What to do —
Would you return every line of the listing below that has "trivial" in it?

Data to use —
PR #769, opened 2020-03-16
Fix single service disabled run

cmurphy:
Fix single service disabled run

Without this patch, running an individual service that has parameters
defined in the _service file fails:

  $ osc service run obs_scm
  Please specify valid --scm=... options
  Aborting: service call failed:  /usr/lib/obs/service/obs_scm --outdir [snipped]

This is because although the service is defined in the _service file and
the "scm" parameter is set in it, the service wasn't being found in the
data structure and so the service executable wasn't being called with
the parameters supplied in the _service file. This patch corrects the
issue with the services data structure so that the service data isn't
overridden if it is defined in the _service file. A side effect of this
correction is that instead of overriding the service mode with '', the
mode is set and then does not fall into any permissible callmode
category. We assume that explicit use of "service run <service>" means
the user wants the given service to run now rather than under some
automatic condition, and moreover this was the behavior for services
without parameters before this change, so this patch also changes the
conditional to ignore the mode set in the _service file.

### DIFF
--- a/osc/commandline.py
+++ b/osc/commandline.py
@@ -6938,18 +6938,20 @@ Please submit there instead, or use --nodevelproject to force direct submission.
             osc service COMMAND (inside working copy)
             osc service run [SOURCE_SERVICE]
             osc service runall
-            osc service localrun
-            osc service disabledrun
+            osc service manualrun [SOURCE_SERVICE]
+            osc service localrun [SOURCE_SERVICE]
+            osc service disabledrun [SOURCE_SERVICE]
             osc service remoterun [PROJECT PACKAGE]
             osc service merge [PROJECT PACKAGE]
             osc service wait [PROJECT PACKAGE]
 
             COMMAND can be:
-            run         r  run defined services locally, it takes an optional parameter to run only a
+            run         r  run defined services with modes "trylocal", "localonly", or no mode set locally, may take an optional parameter to run only a
                            specified source service. In case parameters exist for this one in _service file
                            they are used.
             runall      ra run all services independent of the used mode
-            manualrun   mr run all services with mode "manual"
+            manualrun   mr run all services with mode "manual", may take an optional parameter to run only a
+                           specified source service
             remoterun   rr trigger a re-run on the server side
             merge          commits all server side generated files and drops the _service definition
             wait           waits until the service finishes and returns with an error if it failed
--- a/osc/core.py
+++ b/osc/core.py
@@ -422,10 +422,13 @@ class Serviceinfo:
                     os.unlink(ent)
 
         allservices = self.services or []
-        if singleservice and not singleservice in allservices:
+        service_names = [s['name'] for s in allservices]
+        if singleservice and singleservice not in service_names:
             # set array to the manual specified singleservice, if it is not part of _service file
-            data = { 'name' : singleservice, 'command' : [ singleservice ], 'mode' : '' }
+            data = { 'name' : singleservice, 'command' : [ singleservice ], 'mode' : callmode }
             allservices = [data]
+        elif singleservice:
+            allservices = [s for s in allservices if s['name'] == singleservice]
 
         if not allservices:
             # short-circuit to avoid a potential http request in vc_export_env
@@ -449,8 +452,6 @@ class Serviceinfo:
         ret = 0
         for service in allservices:
             if callmode != "all":
-                if singleservice and service['name'] != singleservice:
-                    continue
                 if service['mode'] == "buildtime":
                     continue
                 if service['mode'] == "serveronly" and callmode != "local":


marcus-h:
First of all, thanks for the PR!

On 2020-03-16 14:29:13 -0700, Colleen Murphy wrote:
> index 1ec72af2..bb45d02b 100644
> --- a/osc/core.py
> +++ b/osc/core.py
> @@ -420,7 +420,8 @@ def execute(self, dir, callmode = None, singleservice = None, verbose = None):
>                      os.unlink(ent)
>
>          allservices = self.services or []
> -        if singleservice and not singleservice in allservices:
> +        service_names = [s['name'] for s in allservices]
> +        if singleservice and not singleservice in service_names:

Oops... good catch!:)

>              # set array to the manual specified singleservice, if it is not part of _service file
>              data = { 'name' : singleservice, 'command' : [ singleservice ], 'mode' : '' }
>              allservices = [data]
> @@ -453,7 +454,7 @@ def execute(self, dir, callmode = None, singleservice = None, verbose = None):
>                      continue
>                  if service['mode'] == "serveronly" and callmode != "disabled":
>                      continue
> -                if service['mode'] == "disabled" and callmode != "disabled":
> +                if service['mode'] == "disabled" and (callmode != "disabled" and not singleservice):

Hmm I'm not yet convinced about this part: in general, we could do
this. But then, the question is what we should do if someone runs
"osc service run <service_with_mode_buildtime>" or
"osc service run <service_with_mode_serveronly>"
Should we support this, too? If so, then we probably end up with
ignoring the mode and simply execute the single service.

What do you think?

cmurphy:
>>     -                if service['mode'] == "disabled" and callmode != "disabled":
>>     +                if service['mode'] == "disabled" and (callmode != "disabled" and not singleservice):
> 
> Hmm I'm not yet convinced about this part: in general, we could do this. But then, the question is what we should do if someone runs "osc service run <service\_with\_mode\_buildtime>" or "osc service run <service\_with\_mode\_serveronly>" Should we support this, too? If so, then we probably end up with ignoring the mode and simply execute the single service. What do you think?

I guess I need to understand better the use case of the `service run` command. My expectation was that it is meant to run the service, ignoring the mode, so I suppose I would expect "osc service run <service\_with\_mode\_buildtime>" and "osc service run <service\_with\_mode\_serveronly>" to also work.

However, I don't necessarily need that to be the case. What I need is to be able to trigger services with mode="disabled", wiithout using the `service disabledrun` command which is marked as deprecated in the man page. If the advice is to continue using `service disabledrun` for this use case, then I think the documentation should be updated and I would undo this part of the PR.

adrianschroeter:
osc service run $service

was supposed to work independ of _service files only. So you can not expect that it takes arguments from there. We would need to allow to hand them over via CLI instead.

There is indeed no real successor for disabledrun (runall was intended, but it has a different result, because it is not renaming the resulting files).
So, yes, we should remove the "deprecated" marker. (IMHO best would be to have an alias for disabled called "manual" and a manualrun command. This makes it maybe a bit more obvious).

adrianschroeter:
Do you have a use-case for running just a single specified service from a _service file, where it is not enough to specify it via the mode?

marcus-h:
On 2020-03-17 00:24:13 -0700, Adrian Schröter wrote:
> osc service run $service
>
> was supposed to work independ of _service files only. So you can not expect that it takes arguments from there. We would need to allow to hand them over via CLI instead.
>
But only in case the service is not part of the _service (or no _service
file is present at all), right? Otherwise it would "contradict" the
description

"""
run         r  run defined services locally, it takes an optional parameter to run only a
               specified source service. In case parameters exist for this one in _service file
               they are used.
"""

(regardless what the current code is doing)


> There is indeed no real successor for disabledrun (runall was intended, but it has a different result, because it is not renaming the resulting files).
> So, yes, we should remove the "deprecated" marker. (IMHO best would be to have an alias for disabled called "manual" and a manualrun command. This makes it maybe a bit more obvious).
>
Hmm this might be confusing... (one service is with mode="disable" and
another service with mode="manual" => "manualrun" and "disabledrun" would
do the same)

adrianschroeter:
regarding run:

You are right, it is described different atm, so we shouldn't change it. Still we have to deal with the situation:

1) service X does not exist in _service 
 => we do not support parameters here atm
2) service X does exists in _service (one or multiple times, there is not way to specify one atm)
 => there is atm no way to run only a specific one or an manual run with own parameters


regarding "manual":

Yes, I did not "rename" it because it may confuse more then it helps. Maybe we should just clarify it in the help text.

cmurphy:
[**@adrianschroeter**](https://github.com/adrianschroeter) commented on [Mar 17, 2020, 12:42 AM PDT](https://github.com/openSUSE/osc/pull/769#issuecomment-599922811 "2020-03-17T07:42:19Z - Replied by Github Reply Comments"):
> Do you have a use-case for running just a single specified service from a \_service file, where it is not enough to specify it via the mode?

I do not have a use case for just running a single service, my only use case is to avoid writing scripts that depend on a deprecated command.

cmurphy:
Following up on this...I proposed https://github.com/openSUSE/osc/pull/826 to address the suggestion in https://github.com/openSUSE/osc/pull/769#issuecomment-599916468. However, I think this patch is still correct independent of the fate of the "disabledrun" service command. Currently, `osc service run foo` does not work if service "foo" has parameter, this is broken behavior and should be fixed.

cmurphy:
I've changed this patch so that in the single service run case, the "disabled" mode is not treated as special but instead the defined mode is disregarded, see the updated commit message. This is one possibility, other possibilities are to have the single service "run" command respect certain modes but not others (maybe it runs if mode="manual" but not mode="disabled"?) or to have it only run services where there is no mode defined.

marcus-h:
On 2020-07-31 14:00:39 -0700, Colleen Murphy wrote:
> I've changed this patch so that in the single service run case, the "disabled" mode is not treated as special but instead the defined mode is disregarded, see the updated commit message. This is one possibility, other possibilities are to have the single service "run" command respect certain modes but not others (maybe it runs if mode="manual" but not mode="disabled"?) or to have it only run services where there is no mode defined.
>
I know... in your other PR I actively advocated to ignore the mode

... but I thought about it again:) Just let the user (indirectly) specify
the callmode:

$> osc service run foobar -> callmode=None semantics
$> osc service manualrun foobar -> callmode='manual' semantics
$> osc service runall foobar -> callmode='all' semantics (that is, ignore
the mode)

etc. The existing code already supports all these invocations (see the
"singleservice = ..." assignment in commandline.py). It seems the docs
tricked us again (at least I only thought about "osc service run
foobar"). Implementing this is pretty trivial (see below).

What do you think?


> index 469c04e8..4d17638d 100644
> --- a/osc/core.py
> +++ b/osc/core.py
> @@ -422,7 +422,8 @@ def execute(self, dir, callmode = None, singleservice = None, verbose = None):
>                      os.unlink(ent)
>
>          allservices = self.services or []
> -        if singleservice and not singleservice in allservices:
> +        service_names = [s['name'] for s in allservices]
> +        if singleservice and not singleservice in service_names:
>              # set array to the manual specified singleservice, if it is not part of _service file
>              data = { 'name' : singleservice, 'command' : [ singleservice ], 'mode' : '' }
>              allservices = [data]

To support the scenario from above, adding something like this should
be sufficient:

elif singleservice:
    allservices = [s for s in allservices if s['name'] == singleservice]

> @@ -451,20 +452,21 @@ def execute(self, dir, callmode = None, singleservice = None, verbose = None):
>              if callmode != "all":
>                  if singleservice and service['name'] != singleservice:
>                      continue

If we do the filtering beforehand, this can be removed. No other changes
are needed:)

> -                if service['mode'] == "buildtime":
> -                    continue
> -                if service['mode'] == "serveronly" and callmode != "local":
> -                    continue
> -                if service['mode'] == "manual" and callmode != "manual":
> -                    continue
> -                if service['mode'] != "manual" and callmode == "manual":
> -                    continue
> -                if service['mode'] == "disabled" and callmode != "disabled":
> -                    continue
> -                if service['mode'] != "disabled" and callmode == "disabled":
> -                    continue
> -                if service['mode'] != "trylocal" and service['mode'] != "localonly" and callmode == "trylocal":
> -                    continue
> +                if not singleservice:
> +                    if service['mode'] == "buildtime":
> +                        continue
> +                    if service['mode'] == "serveronly" and callmode != "local":
> +                        continue
> +                    if service['mode'] == "manual" and callmode != "manual":
> +                        continue
> +                    if service['mode'] != "manual" and callmode == "manual":
> +                        continue
> +                    if service['mode'] == "disabled" and (callmode != "disabled" and not singleservice):
> +                        continue

Hmm a relict from a previous version of this patch?

marcus-h:
On 2020-08-01 00:31:42 +0200, Marcus Hüwe wrote:
> On 2020-07-31 14:00:39 -0700, Colleen Murphy wrote:

<SNIP>

> > index 469c04e8..4d17638d 100644
> > --- a/osc/core.py
> > +++ b/osc/core.py
> > @@ -422,7 +422,8 @@ def execute(self, dir, callmode = None, singleservice = None, verbose = None):
> >                      os.unlink(ent)
> >
> >          allservices = self.services or []
> > -        if singleservice and not singleservice in allservices:
> > +        service_names = [s['name'] for s in allservices]
> > +        if singleservice and not singleservice in service_names:
> >              # set array to the manual specified singleservice, if it is not part of _service file
> >              data = { 'name' : singleservice, 'command' : [ singleservice ], 'mode' : '' }

And we should set mode to callmode:)

> >              allservices = [data]
>
> To support the scenario from above, adding something like this should
> be sufficient:
>
> elif singleservice:
>     allservices = [s for s in allservices if s['name'] == singleservice]
>
> > @@ -451,20 +452,21 @@ def execute(self, dir, callmode = None, singleservice = None, verbose = None):
> >              if callmode != "all":
> >                  if singleservice and service['name'] != singleservice:
> >                      continue
>
> If we do the filtering beforehand, this can be removed. No other changes
> are needed:)

cmurphy:
[**@marcus-h**](https://github.com/marcus-h) commented on [Jul 31, 2020, 3:31 PM PDT](https://github.com/openSUSE/osc/pull/769#issuecomment-667412934 "2020-07-31T22:31:48Z - Replied by Github Reply Comments"):

> I know... in your other PR I actively advocated to ignore the mode
> 
> ... but I thought about it again:) Just let the user (indirectly) specify
> the callmode:
> 
> $> osc service run foobar -> callmode=None semantics
> $> osc service manualrun foobar -> callmode='manual' semantics
> $> osc service runall foobar -> callmode='all' semantics (that is, ignore
> the mode)
> 
> etc. The existing code already supports all these invocations (see the
> "singleservice = ..." assignment in commandline.py). It seems the docs
> tricked us again (at least I only thought about "osc service run
> foobar"). Implementing this is pretty trivial (see below).
> 
> What do you think?

Hmm I'm not really in favor of these semantics because I think of the service command as a filter, not an override. If we implement what you propose then the difference between the behavior of `osc service manualrun` and `osc service manualrun foobar` feels dramatic: the first means "run all services with mode=manual", and the second means "run service foobar no matter what mode is set".

> 
> Hmm a relict from a previous version of this patch?

Oops yes, I had thought I had removed it but had left the removal git-stashed.

marcus-h:
On 2020-08-03 09:28:52 -0700, Colleen Murphy wrote:
> [**@marcus-h**](https://github.com/marcus-h) commented on [Jul 31, 2020, 3:31 PM PDT](https://github.com/openSUSE/osc/pull/769#issuecomment-667412934 "2020-07-31T22:31:48Z - Replied by Github Reply Comments"):
>
> > I know... in your other PR I actively advocated to ignore the mode
> >
> > ... but I thought about it again:) Just let the user (indirectly) specify
> > the callmode:
> >
> > $> osc service run foobar -> callmode=None semantics
> > $> osc service manualrun foobar -> callmode='manual' semantics
> > $> osc service runall foobar -> callmode='all' semantics (that is, ignore
> > the mode)
> >
> > etc. The existing code already supports all these invocations (see the
> > "singleservice = ..." assignment in commandline.py). It seems the docs
> > tricked us again (at least I only thought about "osc service run
> > foobar"). Implementing this is pretty trivial (see below).
> >
> > What do you think?
>
> Hmm I'm not really in favor of these semantics because I think of the service command as a filter, not an override. If we implement what you propose then the difference between the behavior of `osc service manualrun` and `osc service manualrun foobar` feels dramatic: the first means "run all services with mode=manual", and the second means "run service foobar no matter what mode is set".
>
Hmm no that's not what I had in mind:)

osc service manualrun: run all services with mode "manual"
osc service manualrun foobar: run all foobar services with mode "manual"

cmurphy:
[**@marcus-h**](https://github.com/marcus-h) commented on [Aug 3, 2020, 9:59 AM PDT](https://github.com/openSUSE/osc/pull/769#issuecomment-668132100 "2020-08-03T16:59:37Z - Replied by Github Reply Comments"):
> On 2020-08-03 09:28:52 -0700, Colleen Murphy wrote: \*\*\*@\*\*\*.\*\*\*\*\*\]([https://github.com/marcus-h](https://github.com/marcus-h)) commented on \[Jul 31, 2020, 3:31 PM PDT\]([#769 (comment)](https://github.com/openSUSE/osc/pull/769#issuecomment-667412934) "2020-07-31T22:31:48Z - Replied by Github Reply Comments"): 
> 
> Hmm no that's not what I had in mind:) osc service manualrun: run all services with mode "manual" osc service manualrun foobar: run all foobar services with mode "manual"

So if I have a _service file with `<service name="foobar" mode="manual" />` and I run `osc service mr foobar` it would run service "foobar", but if I have `<service name="foobar" />` it would not run?

marcus-h:
On 2020-08-03 10:30:10 -0700, Colleen Murphy wrote:
> [**@marcus-h**](https://github.com/marcus-h) commented on [Aug 3, 2020, 9:59 AM PDT](https://github.com/openSUSE/osc/pull/769#issuecomment-668132100 "2020-08-03T16:59:37Z - Replied by Github Reply Comments"):
> > On 2020-08-03 09:28:52 -0700, Colleen Murphy wrote: \*\*\*@\*\*\*.\*\*\*\*\*\]([https://github.com/marcus-h](https://github.com/marcus-h)) commented on \[Jul 31, 2020, 3:31 PM PDT\]([#769 (comment)](https://github.com/openSUSE/osc/pull/769#issuecomment-667412934) "2020-07-31T22:31:48Z - Replied by Github Reply Comments"):
> >
> > Hmm no that's not what I had in mind:) osc service manualrun: run all services with mode "manual" osc service manualrun foobar: run all foobar services with mode "manual"
>
> So if I have a _service file with `<service name="foobar" mode="manual" />` and I run `osc service mr foobar` it would run service "foobar", but if I have `<service name="foobar" />` it would not run?
>
Yes. For the latter, you would execute "osc service run foobar".
You could also have a _service file that looks like this

<services>
    <service name="foobar">
        <param name="branch">master</param>
    </service>
    <service name="foobar" mode="manual">
        <param name="branch">develop</param>
    </service>
</services>

osc service run foobar: branch is master
osc service mr foobar: branch is develop
osc service runall foobar: run both

cmurphy:
[**@marcus-h**](https://github.com/marcus-h) commented on [Aug 3, 2020, 10:50 AM PDT](https://github.com/openSUSE/osc/pull/769#issuecomment-668157215 "2020-08-03T17:50:31Z - Replied by Github Reply Comments"):

> Yes. For the latter, you would execute "osc service run foobar".
> You could also have a _service file that looks like this
> 
> <services>
> <service name="foobar">
> <param name="branch">master</param>
> </service>
> <service name="foobar" mode="manual">
> <param name="branch">develop</param>
> </service>
> </services>
> 
> osc service run foobar: branch is master
> osc service mr foobar: branch is develop
> osc service runall foobar: run both

When you put it like that I'm surprised that a service is allowed to be defined multiple times at all. That could be potentially hazardous in the runall case. To take the obs_scm service as an example, if you have it defined twice for two different branches, the result would likely be a merge conflict and very confusing changelog entries if using the changesgenerate parameter. Is there a sensible use case for defining a service multiple times with different parameters? I still lean toward trying to make the run command behave more like what is documented rather than changing the behavior of the other commands as well.

marcus-h:
On 2020-08-03 18:23:52 +0000, Colleen Murphy wrote:
> [**@marcus-h**](https://github.com/marcus-h) commented on [Aug 3, 2020, 10:50 AM PDT](https://github.com/openSUSE/osc/pull/769#issuecomment-668157215 "2020-08-03T17:50:31Z - Replied by Github Reply Comments"):
>
> > Yes. For the latter, you would execute "osc service run foobar".
> > You could also have a _service file that looks like this
> >
> > <services>
> > <service name="foobar">
> > <param name="branch">master</param>
> > </service>
> > <service name="foobar" mode="manual">
> > <param name="branch">develop</param>
> > </service>
> > </services>
> >
> > osc service run foobar: branch is master
> > osc service mr foobar: branch is develop
> > osc service runall foobar: run both
>
> When you put it like that I'm surprised that a service is allowed to be defined multiple times at all. That could be potentially hazardous in the runall case. To take the obs_scm service as an example, if you have it defined twice for two different branches, the result would likely be a merge conflict and very confusing changelog entries if using the changesgenerate parameter.

Whether a "runall" makes sense or not depends on the configured services,
IMHO.

> Is there a sensible use case for defining a service multiple times with different parameters?

Yes, for instance

<services>
  <service name="download_url">
    <param name="protocol">https</param>
    <param name="host">example.net</param>
    <param name="path">/release.tar.gz</param>
  </service>
  <service name="download_url" mode="manual">
    <param name="protocol">https</param>
    <param name="host">example.net</param>
    <param name="path">/devel.tar.gz</param>
  </service>
</services>

(in case of "runall", you would end up with two files)

Another example might be the verify_file service etc.

> I still lean toward trying to make the run command behave more like what is documented rather than changing the behavior of the other commands as well.
>
It would just make the (undocumented) "osc service mr foobar" behavior
more sane (IMHO).

The current version of your patch has the "runall" semantics.

cmurphy:
[**@marcus-h**](https://github.com/marcus-h) commented on [Aug 3, 2020, 12:21 PM PDT](https://github.com/openSUSE/osc/pull/769#issuecomment-668197989 "2020-08-03T19:21:19Z - Replied by Github Reply Comments"):


> It would just make the (undocumented) "osc service mr foobar" behavior more sane (IMHO). The current version of your patch has the "runall" semantics.

Good point, I am sold :) Updated

marcus-h:
On 2020-08-03 20:46:00 +0000, Colleen Murphy wrote:
> [**@marcus-h**](https://github.com/marcus-h) commented on [Aug 3, 2020, 12:21 PM PDT](https://github.com/openSUSE/osc/pull/769#issuecomment-668197989 "2020-08-03T19:21:19Z - Replied by Github Reply Comments"):
>
>
> > It would just make the (undocumented) "osc service mr foobar" behavior more sane (IMHO). The current version of your patch has the "runall" semantics.
>
> Good point, I am sold :) Updated
>
Great! The patch looks almost perfect! Below just a very small remark
about the commit message:

> Without this patch, running an individual service that has parameters
> defined in the _service file fails:
>
>   $ osc service run obs_scm
>   Please specify valid --scm=... options
>   Aborting: service call failed:  /usr/lib/obs/service/obs_scm --outdir [snipped]
>
> This is because although the service is defined in the _service file and
> the "scm" parameter is set in it, the service wasn't being found in the
> data structure and so the service executable wasn't being called with
> the parameters supplied in the _service file. This patch corrects the
> issue with the services data structure so that the service data isn't
> overridden if it is defined in the _service file. A side effect of this
> correction is that instead of overriding the service mode with '', the
> mode is set and then does not fall into any permissible callmode

Hmm shouldn't the "not" be deleted? (We set mode to callmode so that
it falls into the permissible callmode category)

> category. We can take this opportunity to define this as the correct

<SNIP>

> index 469c04e8..da52dfa4 100644
> --- a/osc/core.py
> +++ b/osc/core.py
> @@ -422,10 +422,13 @@ def execute(self, dir, callmode = None, singleservice = None, verbose = None):
>                      os.unlink(ent)
>
>          allservices = self.services or []
> -        if singleservice and not singleservice in allservices:
> +        service_names = [s['name'] for s in allservices]
> +        if singleservice and not singleservice in service_names:

Minor nitpick: it could be rewritten as

if singleservice and singleservice not in service_names:

(but feel free to keep the current version!)


PS: I really like the detailed commit message:)

cmurphy:
[**@marcus-h**](https://github.com/marcus-h) commented on [Aug 3, 2020, 2:59 PM PDT](https://github.com/openSUSE/osc/pull/769#issuecomment-668262402 "2020-08-03T21:59:26Z - Replied by Github Reply Comments"):
 
>> A side effect of this correction is that instead of overriding the service mode with '', the mode is set and then does not fall into any permissible callmode
> 
> Hmm shouldn't the "not" be deleted? (We set mode to callmode so that it falls into the permissible callmode category)

That's not quite what I meant, I was trying to explain the state of things for services that had a mode set in the _service file if we had only made the fix to the list comprehension on lines 425-426. If it had only been that two-line change, which was focused on just the "run" command with a single service, the mode from the file (e.g. "manual") would no longer match the call mode for the "run" command (None) and so doesn't match any of the conditions. Latest update attempts to elaborate on this.

marcus-h:
On 2020-08-03 15:59:15 -0700, Colleen Murphy wrote:
> [**@marcus-h**](https://github.com/marcus-h) commented on [Aug 3, 2020, 2:59 PM PDT](https://github.com/openSUSE/osc/pull/769#issuecomment-668262402 "2020-08-03T21:59:26Z - Replied by Github Reply Comments"):
>
> >> A side effect of this correction is that instead of overriding the service mode with '', the mode is set and then does not fall into any permissible callmode
> >
> > Hmm shouldn't the "not" be deleted? (We set mode to callmode so that it falls into the permissible callmode category)
>
> That's not quite what I meant, I was trying to explain the state of things for services that had a mode set in the _service file if we had only made the fix to the list comprehension on lines 425-426. If it had only been that two-line change, which was focused on just the "run" command with a single service, the mode from the file (e.g. "manual") would no longer match the call mode for the "run" command (None) and so doesn't match any of the conditions. Latest update attempts to elaborate on this.
>
Ah ok. I like the new version. Unfortunately, I missed a small
detail in the previous version:

> A side effect of this correction for services defined in the _service
> file is that instead of overriding the service mode with '', the mode is
> taken from the _service file. When using the "run" command, this would
> mean that the call mode of None may not be in agreement with the service
> mode defined in the file, e.g. "manual", and so the "run" command would
> no longer cause it to run when it would before. We can take this
> opportunity to define this as the correct behavior - the "run" command
> now only runs services with no mode set - and also ensure that other

Strictly speaking "run"/callmode=None means: trylocal, localonly, no mode


> index 4395fbf8..3bfe00ab 100644
> --- a/osc/commandline.py
> +++ b/osc/commandline.py
> @@ -6938,18 +6938,20 @@ def do_service(self, subcmd, opts, *args):
>              osc service COMMAND (inside working copy)
>              osc service run [SOURCE_SERVICE]
>              osc service runall
> -            osc service localrun
> -            osc service disabledrun
> +            osc service manualrun [SOURCE_SERVICE]
> +            osc service localrun [SOURCE_SERVICE]
> +            osc service disabledrun [SOURCE_SERVICE]
>              osc service remoterun [PROJECT PACKAGE]
>              osc service merge [PROJECT PACKAGE]
>              osc service wait [PROJECT PACKAGE]
>
>              COMMAND can be:
> -            run         r  run defined services locally, it takes an optional parameter to run only a
> +            run         r  run defined services with no mode set locally, may take an optional parameter to run only a

with modes "trylocal" or "localonly" or no mode

Afterwards, there will be no more "complaints"/remarks (at least
from my side (I promise!:P )).

cmurphy:
[**@marcus-h**](https://github.com/marcus-h) commented on [Aug 3, 2020, 5:04 PM PDT](https://github.com/openSUSE/osc/pull/769#issuecomment-668298799 "2020-08-04T00:04:11Z - Replied by Github Reply Comments"):

> Strictly speaking "run"/callmode=None means: trylocal, localonly, no mode

done

> with modes "trylocal" or "localonly" or no mode 

done

> Afterwards, there will be no more "complaints"/remarks (at least from my side (I promise!:P )).

:)

marcus-h:
Merged. Thanks a lot for the PR (and your patience;) )!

Completed exercise —
foobar"). Implementing this is pretty trivial (see below).
> foobar"). Implementing this is pretty trivial (see below).
> > foobar"). Implementing this is pretty trivial (see below).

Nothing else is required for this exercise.